When AI makes headlines, all too often it’s because of problems with bias and fairness. Some of the most infamous issues have to do with facial recognition, policing, and health care, but across many industries and applications, we’ve seen missteps where machine learning is contributing to creating a society where some groups or individuals are disadvantaged. So how do we develop AI systems that help make decisions leading to fair and equitable outcomes? At Fiddler, we’ve found that it starts with a clear understanding of bias and fairness in AI. So let’s explain what we mean when we use these terms, along with some examples.
Bias can exist in many shapes and forms, and can be introduced at any stage in the model development pipeline. At a fundamental level, bias is inherently present in the world around us and encoded into our society. We can’t directly solve the bias in the world. On the other hand, we can take measures to weed out bias from our data, our model, and our human review process.
Bias in data can show up in several forms. Here are the top offenders:
Historical bias is the already existing bias in the world that has seeped into our data. This bias can occur even given perfect sampling environments and feature selection, and tends to show up for groups that have been historically disadvantaged or excluded. Historical bias is illustrated by the 2016 paper “Man is to Computer Programmer as Woman is to Homemaker,” whose authors showed that word embeddings trained on Google News articles exhibit and in fact perpetuate gender-based stereotypes in society.
Representation bias is a bit different—this happens from the way we define and sample a population to create a dataset. For example, the data used to train Amazon’s facial recognition was mostly based on white faces, leading to issues detecting darker-skinned faces. Another example of representation bias is datasets collected through smartphone apps, which can end up underrepresenting lower-income or older demographics.
Measurement bias occurs when choosing or collecting features or labels to use in predictive models. Data that’s easily available is often a noisy proxy for the actual features or labels of interest. Furthermore, measurement processes and data quality often vary across groups. As AI is used for more and more applications, like predictive policing, this bias can have a severe negative impact on people’s lives. In a 2016 report, ProPublica investigated predictive policing and found that the use of proxy measurements in predicting recidivism (the likelihood that someone will commit another crime) can lead to black defendants getting harsher sentences than white defendants for the same crime.
Even if we have perfect data, our modeling methods can introduce bias. Here are two common ways this manifests:
Evaluation bias occurs during model iteration and evaluation. A model is optimized using training data, but its quality is often measured against certain benchmarks. Bias can arise when these benchmarks do not represent the general population, or are not appropriate for the way the model will be used.
Aggregation bias arises during model construction where distinct populations are inappropriately combined. There are many AI applications where the population of interest is heterogeneous, and a single model is unlikely to suit all groups. One example is health care. For diagnosing and monitoring diabetes, models have historically used levels of Hemoglobin AIc (HbAIc) to make their predictions. However, a 2019 paper showed that these levels differ in complicated ways across ethnicities, and a single model for all populations is bound to exhibit bias.
Even if your model is making correct predictions, a human reviewer can introduce their own biases when they decide whether to accept or disregard a model’s prediction. For example, a human reviewer might override a correct model prediction based on their own systemic bias, saying something to the effect of, “I know that demographic, and they never perform well.”

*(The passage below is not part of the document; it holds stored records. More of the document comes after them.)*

PR #2156, opened 2020-12-15
Normalise postcodes with JavaScript

kevindew:

---

TL;DR - if you go to `/find-coronavirus-local-restrictions` and enter a postcode such as 'e18qs' this will be automatically converted to 'E1 8QS' at the point of the form submission. 

---

This adds JavaScript which intercepts the submission of the Coronavirus
local restriction postcode form and converts an input that looks like a
postcode into a formatted approach (uppercase with a space between
inward and onward codes).

This has been done to increase the chance that the same postcodes
entered produce cachable HTTP responses. It is intended as a less aggressive
replacement to [our CDN code](https://github.com/alphagov/govuk-cdn-config/pull/312/files#diff-94c0786370f6c095cf75ced830bd83a978ee352c1a5724c223f812f256699350R254-R265) which will produce a nicer user
experience.

To avoid conflicting with the postcode validation in the app I've taken
a reasonably lax approach to checking for a postcode. This just checks
and normalises something that looks like a common UK postcode. It leaves
erroneous input intact which should be beneficial in helping users
correct their errors.


DilwoarH (approved):

config/initializers/assets.rb
```diff
@@ -9,4 +9,4 @@
 # Precompile additional assets.
 # application.js, application.css, and all non-JS/CSS in the app/assets
 # folder are already added.
-Rails.application.config.assets.precompile += %w[print.css]
+Rails.application.config.assets.precompile += %w[print.css test-dependencies.js]
```
DilwoarH, line 12: will this add it to the compiled js in the frontend?

kevindew: Nope, it just means that one of the files built will be a `/assets/collections/test-dependencies-{hash}.js` however that asset would only be included if the HTML references it - which only happens in the test environment.

spec/javascripts/modules/coronavirus-local-restrictions-postcode-form_spec.js
```diff
@@ -0,0 +1,50 @@
...
+    var form = container.querySelector('form')
+    form.addEventListener('submit', function (e) {
+      e.preventDefault()
+    })
+
+    input = form.querySelector('input')
+    button = form.querySelector('button')
+
+    var postcodeForm = new GOVUK.Modules.CoronavirusLocalRestrictionsPostcodeForm()
+    postcodeForm.start($(form))
```
DilwoarH, line 24:
```suggestion
    postcodeForm.start(form)
```

We stopped using jQuery in our JS now - does this still work as expected

DilwoarH (changes requested):
Need to remove some one the jQuery stuff

spec/javascripts/modules/coronavirus-local-restrictions-postcode-form_spec.js
kevindew: It would work, but it doesn't feel very realistic to fake it as a different type of object when we can use the actual type.

DilwoarH:
Do you think we should just add it this whole thing to this listener @kevindew https://github.com/alphagov/collections/blob/master/app/assets/javascripts/modules/coronavirus-track-local-restrictions.js

spec/javascripts/modules/coronavirus-local-restrictions-postcode-form_spec.js
DilwoarH: We've started doing it in a few places now - https://github.com/alphagov/collections/blob/master/spec/javascripts/modules/coronavirus-track-local-restrictions_spec.js#L25

I'm happy either way but seeing as you went through the trouble of adding vanilla JS everywhere - it would be good to just not use it completedly.

kevindew: Sure, I feel like when we have a jQuery object in use it makes sense to use it, otherwise your tests are less realistic while not actually bringing us closer to removing jQuery - given that we'll need to edit the interface of the `GOVUK.Modules.start` pattern to remove jQuery.

kevindew:
> Do you think we should just add it this whole thing to this listener @kevindew https://github.com/alphagov/collections/blob/master/app/assets/javascripts/modules/coronavirus-track-local-restrictions.js

Sure, that was a good idea. I've extended this to include that now.

app/views/coronavirus_local_restrictions/show.html.erb
```diff
@@ -40,7 +36,14 @@
...
     <%= sanitize(t("coronavirus_local_restrictions.lookup.body_content")) %>
 
-    <%= form_tag find_coronavirus_local_restrictions_path, method: :get, class: "coronavirus-local-restrictions__postcode-form" do |f| %>
+    <%= form_tag find_coronavirus_local_restrictions_path,
+      method: :get,
+      class: "coronavirus-local-restrictions__postcode-form",
+      data: {
+        module: "coronavirus-local-restrictions-postcode-form",
+        "error-code": @search&.error_code,
+        "error-message": error_key ? t("coronavirus_local_restrictions.errors.#{error_key}.error_description") : nil,
```
DilwoarH, line 45: Should we put this logic on the top so we don't have to repeat?

DilwoarH (approved):
Non blocking comment - LGTM 👍

app/views/coronavirus_local_restrictions/show.html.erb
kevindew: Thanks, thats a good suggestion. On reflection I think that it is ok to remain where it is as we don't repeat the same logic and it'd probably be harder code to read if we had an error_message variable created in a completely different context.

In many ways, bias and fairness in AI are two sides of the same coin. While there is no universally agreed upon definition for fairness, we can broadly define fairness as the absence of prejudice or preference for an individual or group based on their characteristics. Keeping this in mind, let’s walk through an example of how a machine learning algorithm can run into issues with fairness.

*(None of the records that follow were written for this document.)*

PR #2163, opened 2020-12-16
Add tier 1 areas to local restrictions data

Rosa-Fox:
[Trello](https://trello.com/c/K69U9Y1V/989-add-tier-1-places-to-the-yaml-file)

- Add tier 1 restriction data to local_restrictions.yml.
- Display 'No tier information' result page to user if a postcode is valid but the restriction is not defined within the YML data.

## Tier 1 result

tier-1-results

## Tier 1 with future restrictions (please note... this is just test data)

tier-1-with-future-restrictions

## No tier information

no-tier-information-results

### DIFF
--- a/app/controllers/coronavirus_local_restrictions_controller.rb
+++ b/app/controllers/coronavirus_local_restrictions_controller.rb
@@ -14,7 +14,7 @@ class CoronavirusLocalRestrictionsController < ApplicationController
 
     if @search.blank_postcode? || @search.invalid_postcode?
       render
-    elsif @search.no_information?
+    elsif @search.no_restriction? || @search.no_information?
       render :no_information
     else
       expires_in(restriction_expiry(@search), public: true)
--- a/app/models/postcode_local_restriction_search.rb
+++ b/app/models/postcode_local_restriction_search.rb
@@ -42,6 +42,10 @@ class PostcodeLocalRestrictionSearch
     %w[invalidPostcodeFormat fullPostcodeNoMapitValidation].include?(error_code)
   end
 
+  def no_restriction?
+    location_lookup.data.first&.england? && local_restriction.nil?
+  end
+
   def location_lookup
     @location_lookup ||= LocationLookupService.new(sanitised_postcode)
   end
--- a/app/views/coronavirus_local_restrictions/_tier_one_restrictions.html.erb
+++ b/app/views/coronavirus_local_restrictions/_tier_one_restrictions.html.erb
@@ -17,14 +17,14 @@
 
 <%= tag.div :data => {
   :module => "coronavirus-track-local-restriction-results",
-  "tracking-label" => "Tier one: #{location_lookup.lower_tier_area_name}"
+  "tracking-label" => "Tier one: #{restriction.area_name}"
 } do %>
   <%= render "govuk_publishing_components/components/title", {
     title: sanitize(title)
   } %>
 
   <p class="govuk-body">
-    <%= t("coronavirus_local_restrictions.results.match") %> <strong><%= postcode %></strong> to <strong><%= location_lookup.lower_tier_area_name %></strong>.
+    <%= t("coronavirus_local_restrictions.results.match") %> <strong><%= postcode %></strong> to <strong><%= restriction.area_name %></strong>.
   </p>
 
   <% if restriction.present? && restriction.future.present? %>
--- a/app/views/coronavirus_local_restrictions/results.html.erb
+++ b/app/views/coronavirus_local_restrictions/results.html.erb
@@ -17,14 +17,14 @@
     %>
     <% if !@search.location_lookup.data.first.england? %>
       <%= render partial: "coronavirus_local_restrictions/devolved_nation", locals: locals %>
+    <% elsif @search.local_restriction&.tier_one? %>
+      <%= render partial: "coronavirus_local_restrictions/tier_one_restrictions", locals: locals %>
     <% elsif @search.local_restriction&.tier_two? %>
       <%= render partial: "coronavirus_local_restrictions/tier_two_restrictions", locals: locals %>
     <% elsif @search.local_restriction&.tier_three? %>
       <%= render partial: "coronavirus_local_restrictions/tier_three_restrictions", locals: locals %>
     <% elsif @search.local_restriction&.tier_four? %>
       <%= render partial: "coronavirus_local_restrictions/tier_four_restrictions", locals: locals %>
-    <% else %>
-      <%= render partial: "coronavirus_local_restrictions/tier_one_restrictions", locals: locals %>
     <% end %>
   </div>
 </div>
--- a/config/local_restrictions.yml
+++ b/config/local_restrictions.yml
@@ -2196,3 +2196,21 @@ E07000202:
     - alert_level: 2
       start_date: 2020-12-02
       start_time: "00:01"
+E06000052:
+  name: Cornwall Council
+  restrictions:
+    - alert_level: 1
+      start_date: 2020-12-02
+      start_time: "00:01"
+E06000046:
+  name: Isle of Wight Council
+  restrictions:
+    - alert_level: 1
+      start_date: 2020-12-02
+      start_time: "00:01"
+E06000053:
+  name: Council of the Isles of Scilly
+  restrictions:
+    - alert_level: 1
+      start_date: 2020-12-02
+      start_time: "00:01"
--- a/test/integration/coronavirus_local_restrictions_test.rb
+++ b/test/integration/coronavirus_local_restrictions_test.rb
@@ -10,7 +10,7 @@ class CoronavirusLocalRestrictionsTest < ActionDispatch::IntegrationTest
       given_i_am_on_the_local_restrictions_page
       then_i_can_see_the_postcode_lookup_form
       and_there_is_metadata
-      then_i_enter_a_valid_english_postcode
+      then_i_enter_a_valid_english_postcode_in_tier_one
       then_i_click_on_find
       then_i_see_the_results_page_for_level_one
       then_i_see_details_of_christmas_rules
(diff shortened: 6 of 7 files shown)


app/views/coronavirus_local_restrictions/results.html.erb
```diff
@@ -17,12 +17,14 @@
...
       <%= render partial: "coronavirus_local_restrictions/devolved_nation", locals: locals %>
+    <% elsif @search.local_restriction&.tier_one? %>
+      <%= render partial: "coronavirus_local_restrictions/tier_one_restrictions", locals: locals %>
     <% elsif @search.local_restriction&.tier_two? %>
       <%= render partial: "coronavirus_local_restrictions/tier_two_restrictions", locals: locals %>
     <% elsif @search.local_restriction&.tier_three? %>
       <%= render partial: "coronavirus_local_restrictions/tier_three_restrictions", locals: locals %>
     <% else %>
-      <%= render partial: "coronavirus_local_restrictions/tier_one_restrictions", locals: locals %>
+      <%= render partial: "coronavirus_local_restrictions/no_tier_information" %>
```
leenagupte, line 27: There's already a template for no tier information. Can that be used instead? Perhaps some of the common elements could be moved into a partial?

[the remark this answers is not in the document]
Rosa-Fox: @kevindew see commit message!

config/locales/en/coronavirus_local_restrictions.yml
```diff
@@ -69,6 +69,11 @@ en:
         guidance:
           label: Full list of areas and tiers
           link: "/guidance/full-list-of-local-restriction-tiers-by-area"
+      no_tier_information:
+        heading: There is no information about the restrictions in this area
+        guidance:
+          label: Full list of areas and tiers
+          link: "/guidance/full-list-of-local-restriction-tiers-by-area"
```
leenagupte, line 76: This identical to the content for `no_information`. Could that be used instead.

app/views/coronavirus_local_restrictions/_tier_one_restrictions.html.erb
```diff
@@ -17,14 +17,14 @@
 
 <%= tag.div :data => {
   :module => "coronavirus-track-local-restriction-results",
-  "tracking-label" => "Tier one: #{location_lookup.lower_tier_area_name}"
+  "tracking-label" => "Tier one: #{restriction.area_name}"
```
leenagupte, line 20: Is the `lower_tier_area_name` method in the LookupService still needed? Should we get rid of it?

leenagupte (commented):
I haven't had a chance to test this locally yet, but before I do I wonder if it's possible to reuse the existing "no_information" template and content?

app/views/coronavirus_local_restrictions/results.html.erb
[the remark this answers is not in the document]
kevindew: Sure, I've given it a read. It does seem an unnecessary overhead to have two different fallback views - particularly if we 

Can the `search.no_information?` consider the scenario? It's a bit awkward that we even have devolved_nation mixed in as a result hmm.

app/views/coronavirus_local_restrictions/_tier_one_restrictions.html.erb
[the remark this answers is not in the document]
Rosa-Fox: thanks! yeah that can go, i'll change it now.

app/services/location_lookup_service.rb
```diff
@@ -34,11 +34,6 @@ def error
     response[:error]
   end
 
-  def lower_tier_area_name
```
leenagupte, line 37: I'm so sorry to do this to you, but it looks like we're going to need this method in this ticket for devolved nations: https://trello.com/c/Tz6It6TX/991-improve-content-for-devolved-nations, so can we not delete this method after all? So sorry!

app/views/coronavirus_local_restrictions/results.html.erb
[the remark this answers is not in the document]
Rosa-Fox: I made a separate method `no_restriction_information_england_postcode?` and then used that in the controller to render the view, rather than rendering it as a partial from the results view.

Rosa-Fox: I made a separate method no_restriction_information_england_postcode? and then used that in the controller to render the view, rather than rendering it as a partial from the results view.

app/services/location_lookup_service.rb
Rosa-Fox: Have removed the commit that deleted it :)

Rosa-Fox:
@leenagupte @kevindew ready for re-review!

app/views/coronavirus_local_restrictions/results.html.erb
```diff
@@ -17,12 +17,18 @@
     %>
     <% if !@search.location_lookup.data.first.england? %>
       <%= render partial: "coronavirus_local_restrictions/devolved_nation", locals: locals %>
-    <% elsif @search.local_restriction&.tier_two? %>
+    <% end %>
+
+    <% if @search.local_restriction&.tier_one? %>
```
leenagupte, line 22: I think these conditions should be kept as if/elsif so we reduce the need of always having to evaluate all of them.

app/controllers/coronavirus_local_restrictions_controller.rb
```diff
@@ -14,7 +14,7 @@ def show
 
     if @search.blank_postcode? || @search.invalid_postcode?
       render
-    elsif @search.no_information?
+    elsif @search.no_restriction_information_england_postcode? || @search.no_information?
```
kevindew, line 17: Nice one solving the problem here 🎉 

I feel like there's an element of a fight here to fit this in which makes it a little tricky to understand. I don't think that is too big a deal as I've been working on a wider refactor that I think makes it easier:

```
    if @search.blank_postcode? || @search.invalid_postcode?
      render
    elsif @search.devolved_nation_result
      @result = @search.devolved_nation_result

      render :devolved_nation_result
    elsif @search.england_result
      expires_in(restriction_expiry(@search.england_result), public: true)
      @result = @search.england_result

      render :england_result
    else
      render :no_information
    end
```

config/local_restrictions.yml
```diff
@@ -2033,3 +2033,21 @@ E07000202:
...
+  restrictions:
+    - alert_level: 1
+      start_date: 2020-12-02
+      start_time: "00:01"
+E06000053:
+  name: Council of the Isles of Scilly
+  restrictions:
+    - alert_level: 1
+      start_date: 2020-12-02
+      start_time: "00:01"
```
kevindew, line 2053: As a future step should we consider having LocalRestriction raise an exception if there is an area here which doesn't have a restriction? It feels like there's places where the current_restiction method could return nil based on the data in this YAML file but is actually something that would break the application logic.

app/models/postcode_local_restriction_search.rb
```diff
@@ -42,6 +42,10 @@ def invalid_postcode?
     %w[invalidPostcodeFormat fullPostcodeNoMapitValidation].include?(error_code)
   end
 
+  def no_restriction_information_england_postcode?
```
leenagupte, line 45: I wonder if this could be called `restriction?`.  Then when we call it, it would read as `@search.restriction?` or `!@search.restriction?`

I don't think we need to specify that it's only for England in the name as the whole checker is only for England.

test/integration/coronavirus_local_restrictions_test.rb
```diff
@@ -33,6 +33,14 @@ class CoronavirusLocalRestrictionsTest < ActionDispatch::IntegrationTest
       then_i_see_the_results_page_for_level_three
       then_i_see_details_of_christmas_rules
     end
+
+    it "displays no tier information" do
```
leenagupte, line 37: Nice!

test/models/postcode_local_restriction_search_test.rb
```diff
@@ -84,6 +84,21 @@
     end
   end
 
+  describe "#no_restriction_information_england_postcode?" do
```
leenagupte, line 87: Could we add a test for the country that isn't England?

leenagupte (commented):
I think it's great that we're no longer assuming people are in a low tier just because we don't have any information about their postcode. 💯 

I think the approach in general is good, I just have a few small requests/suggestions in the inline comments.

app/controllers/coronavirus_local_restrictions_controller.rb
Rosa-Fox: nice!

config/local_restrictions.yml
Rosa-Fox: I will add a card to the backlog!

app/views/coronavirus_local_restrictions/results.html.erb
Rosa-Fox: ah yeah! I have changed back.

test/models/postcode_local_restriction_search_test.rb
Rosa-Fox: have added!

app/models/postcode_local_restriction_search.rb
Rosa-Fox: @leenagupte I changed this to `no_restriction?` as I struggled with `!@search.restriction?` due to the devolved nation needing to be true for `location_lookup.data.first&.england?`... also naming sort of works due to being similar to `no_information?`. I think Kevin will somewhat overwrite this anyway with his refactor.

test/integration/coronavirus_local_restrictions_test.rb
```diff
@@ -181,6 +189,7 @@ def then_i_enter_a_valid_english_postcode_with_a_future_level_two_restriction
     postcode = "E1 8QS"
     stub_local_restriction(postcode: postcode,
                            name: @area,
+                           current_alert_level: 1,
```
leenagupte, line 192: Ah! This is interesting! Yes, we're assuming that every local authority has an entry in the yaml now, so they should all have a current restriction.

leenagupte (approved):
LGTM 👍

Imagine we create a binary classification model, where we believe we have very accurate predictions:
Fairness can come into question if this data actually included two different underlying groups, a green and blue group. These groups could represent different ethnicities, genders, or even geographical or temporal differences like morning and evening users.
This fairness problem could be the result of aggregation bias, like in the previously mentioned example of treating diabetes patients as one homogenous group. In this case, using a single threshold for these two groups would lead to poor health outcomes.
To address this issue with fairness, a best practice is to make sure that your predictions are calibrated for each group. If your model’s scores aren’t calibrated for each group, it’s likely that you’re systemically overestimating or underestimating the probability of the outcome for one of your groups.
In addition to group calibration, you may decide to create separate models and decision boundaries for each group. This is fairer for our groups than a single threshold.
However, creating additional thresholds can lead to a new problem: individual fairness. In the chart below, the blue and green individuals share almost all the same characteristics, but are being treated completely differently by the AI system. As you can see, there is often a tension between group and individual fairness.
As illustrated, bias and fairness in AI is a developing field and more companies, especially in the regulated industries, are investing more to establish well-governed practices. We will continue to introduce more concepts around fairness, including intersectional fairness, and show how different metrics can be used to address these problems.